Так я заключил договор с королём наркоторговцев. Устроился неплохо, личная макака полновластного монарха – это фигура, даже если под монаршей лапой жалкий клочок земли у побережья, дюжины две рыбацких скорлупок и развалины рыбзавода, где вассалы его величества солят рыбу и готовят зелье для продажи. Мои выступления пользовались успехом, госпожа Муди подумывала даже о гастролях.

– Соберём программу, – говорила она мне. – Тебя вывезем, Акито-Ино, Той…

– Нихо можно взять, – предложил я.

– Эту сучонку? У неё молоко ещё на губах не обсохло.

– У неё номер.

– Её номер без тебя помер. На днях подкину эту идейку Мастини.

Муди давно мечтала о турне. Мечтам не дано было сбыться, виноват в этом я, но лишь отчасти. Не моя вина, что однажды, прогуливаясь в час рассветных теней у причала Метизной бухты, я встретил Фокса Терье.

Глава четвёртая

Я ронял в маслянистую воду ржавые болты. Лениво, без размаха. Метизная бухта у местных кинодов популярностью не пользовалась – вода грязная, даже при высоком приливе торчат из воды столбы, набережная завалена горами металлолома. Купаться нельзя, валяться – никакого удовольствия, а больше на побережье делать нечего – так, во всяком случае, считает местный молодняк. Взрослый кинод к морю ходит только по надобности. Я – иное дело. Надо же поразмыслить хоть иногда, понимаете? Ну, пораскинуть мозгами, обдумать положение.

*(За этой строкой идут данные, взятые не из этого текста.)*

PR #411, opened 2019-11-05
Support for coordinated advertising between WoBLE and ToBLE

jaylogue:
On platforms where there is no native support for simultaneous BLE advertising (e.g. Nordic’s SoftDevice), it is necessary to coordinate between the different advertising modes a Weave device may employ.  This arises in particular when a device supports both WoBLE and ToBLE, each of which requires a separate advertising regime.  The following changes make it possible for a device to switch between advertising modes, at the appropriate times, such that it can undergo Weave pairing via WoBLE while simultaneously joining a Thread network using ToBLE.

-- Added WEAVE_DEVICE_CONFIG_WOBLE_DISABLE_ADVERTISING_WHEN_PROVISIONED feature which instructs the OpenWeave Device Layer to disable WoBLE advertising when the device transitions to, or boots in, a fully provisioned state.

-- Added ThreadStackManager::OnWoBLEAdvertisingStart() and OnWoBLEAdvertisingStop() which are called by the BLEManager whenever WoBLE advertising starts/stops.

-- Added implementations of OnWoBLEAdvertisingStart() and OnWoBLEAdvertisingStop() to the nRF52840 version of ThreadStackManagerImpl to disable and re-enable ToBLE advertising when WoBLE advertising is enabled/disabled.

-- Added ConfigurationManager::IsFullyProvisioned() method which assesses whether all major device provisioning steps have been completed.


build/esp32/components/openweave/Kconfig
```diff
@@ -582,7 +582,24 @@ menu "OpenWeave Device Layer"
...
+                Limit support for Weave-over-BLE (WoBLE) to a single inbound connection.
+                
+                When set, WoBLE advertisements will stop while a WoBLE connection is active.
+
+        config WOBLE_DISABLE_ADVERTISING_WHEN_PROVISIONED
+            bool "Disable Advertising when Provisioned"
+            default n
+            depends on ENABLE_WOBLE
+            help
+                Automatically disable WoBLE advertising when the device transitions to a fully
```
gerickson: Minor: recommend being consistent about WoBLE terminology by including both expanded an parenthetical form as with line 591 above: "Weave-over-BLE (WoBLE)".

src/adaptations/device-layer/nRF5/BLEManagerImpl.cpp
```diff
@@ -278,6 +278,21 @@ void BLEManagerImpl::_OnPlatformEvent(const WeaveDeviceEvent * event)
         WeaveLogError(DeviceLayer, "BLEManagerImpl: Out of buffers during WoBLE RX");
         break;
 
+    // If WOBLE_DISABLE_ADVERTISING_WHEN_PROVISIONED is enabled, and there is a change to the
```
gerickson: This looks the same, if not nearly the same as for ESP32. Is there an argument for having a common, base implementation?

jaylogue: Eventually, yes.  It requires some thinking about how to best factor out the common logic, which I haven't had time to do yet.

Issue #410, opened 2019-11-04
SoftwareUpdateManager does not close ImageQuery exchange


jaylogue:
The code in GenericSoftwareUpdateManagerImpl<> does not properly close the exchange context used for the SWU:ImageQuery request.  The exchange context is technically not leaked, as it gets released (via Abort()) the next time a software update check happens.  But context remains allocated for all the intervening time between update checks, adding to memory pressure.

One consequence of the lack of a call to ExchangeContext::Close() is that the stand-alone ACK that should be sent after reception of the ImageQueryResponse gets delayed, or in some cases not sent at all.  This can lead to unnecessary re-transmissions of the ImageQueryResponse from the service.

jaylogue:
Fixed.

Issue #409, opened 2019-11-04
SoftwareUpdateManager: Support asynchronous ClearImageFromStorage event


jaylogue:
The interface to the SoftwareUpdateManager currently defines the ClearImageFromStorage API event as being synchronous, implying that the application must complete the clear action before the event callback function returns.  On many platforms, however, the act of clearing flash can take a long time--many seconds in some cases.  During this time, the Weave task is blocked from processing other events.  This leads to timeouts and/or excessive resource consumption as pending I/O from other tasks builds up in the Weave queue.

To resolve this, the existing ClearImageFromStorage event should be replaced with an asynchronous version (e.g. StartClearImageFromStorage), and a corresponding method should be added to SoftwareUpdateManager to signal when the clear operation is complete (e.g. ClearImageFromStorageComplete()).

jaylogue:
Fixed.

PR #415, opened 2019-11-07
SoftwareUpdateManager: Support asynchronous ClearImageFromStorage event

jaylogue:
This addresses issues https://github.com/openweave/openweave-core/issues/409 and https://github.com/openweave/openweave-core/issues/410.

-- Restructured the interface to SoftwareUpdateManager such that the work of clearing local storage in preparation for a firmware download can be done asynchronously while the Weave task continues to run and handle other interactions.  To support this, the ClearImageFromStorage API event was replaced with a new PrepareImageStorage event.  The new event is asynchronous in nature, requiring the application to call PrepareImageStorageComplete() when the work is done.

As part of this change, an additional API event was added (ResetPartialImageInfo) to handle the case where a previously downloaded image should be forgotten because it failed an integrity check.  This behavior was previously overloaded onto the ClearImageFromStorage event.

-- Modified GenericSoftwareUpdateManagerImpl<> to close the ImageQuery exchange context immediately upon receipt of a response.  When running over WRM, this ensures that the standalone ACK is flushed right away, reducing overall buffer pressure once the BDX download starts.

-- In a similar vein, GenericSoftwareUpdateManagerImpl<> was modified to release the buffer containing the ImageQueryResponse as soon as its contents have been processed.

-- Reduced the default number of BDXTransfer objects on nRF52840 platforms from 12 to 1.

-- Enhanced the documentation for the SoftwareUpdateManager interface.


src/adaptations/device-layer/include/Weave/DeviceLayer/SoftwareUpdateManager.h
```diff
@@ -52,109 +52,185 @@ class SoftwareUpdateManager
...
+        kState_Install              = 7,
 
-        kState_ApplicationManaged   = 7,
+        kState_ApplicationManaged   = 8,
 
         kState_MaxState
     };
 
+    /**
+     * API events generated by the \c SoftwareUpdateManager object.
```
suryanshup: \c  ?

jaylogue: doxygen syntax to display following word in "typewriter" font.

Я пробыл на Киноде три земных месяца. Чего добился? Скопил на службе у Мастини тысячи три реалов, сумму по местным меркам немалую, заработал вес в обществе, разобрался в коммерческих схемах, если что – мог бы сколотить наркоартель и составить господину Мастини конкуренцию. Вяло он работал, без выдумки. Что это за бизнес – ввозить морем с Рассветного архипелага табун-траву, варить «пыху», парить её олухам из Тайган-лога и легавым Азавака (разумеется, из-под полы). Рыбой ещё приторговывать. С этим пятилетний щенок справится. Мастини неглуп, однако единственное, на что ему хватило изобретательности – поголовно подсадить псов своих на эту мерзость, притом не подсесть собственнозадно. Видели бы вы, что «пыха» с кинодами делает. Однажды при мне в «Борзой масти» матёрый кинодище шести сезонов от роду допыхался до бешеной пены. Всех вокруг перекусал, когда его вязали полотенцами, и потерял толмача. Я хотел подобрать, но… Вот с этого самого случая и появились у меня сомнения – так ли уж хорошо разобрался в местных делах. Блестящий шарик вывернулся из пальцев и шмыгнул в нору. Сначала я решил – глюки. Решил, что пробрало и меня зелье, хоть вроде и не действовало. Чтобы удостовериться, я оглядел бедолагу Чихуана (так звали укуренного), когда его волокли на задний двор – пристрелить. Толмача у него в ухе не было. Не потому ли потерял борзый вид и перестал понимать, что ему простым кинодским языком втолковывают?